### WHAT THIS TASK INVOLVES
The exercise calls for every entry that follows to be repeated exactly.

(Dataset entries)
* * *

PR #2201, opened 2017-12-07
Make NodeInfo mockable

andr3ej:
no jira, experimental


mikehearn:
NodeInfo is just a data object - how comes it needs to be mocked?

andr3ej:
because only 2 of the 4 fields are actually needed in NodeSchedulerServiceTest. it will probably be easier to simply open the class, but i wanted to see how bad an interface would be

andr3ej:
actually, the real problem is NodeSchedulerServiceTest. it's instantiating the world to test not very much at all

* * *

### OUTPUT OF THE EXERCISE
PR #2201, opened 2017-12-07
Make NodeInfo mockable

andr3ej:
no jira, experimental


mikehearn:
NodeInfo is just a data object - how comes it needs to be mocked?

andr3ej:
because only 2 of the 4 fields are actually needed in NodeSchedulerServiceTest. it will probably be easier to simply open the class, but i wanted to see how bad an interface would be

andr3ej:
actually, the real problem is NodeSchedulerServiceTest. it's instantiating the world to test not very much at all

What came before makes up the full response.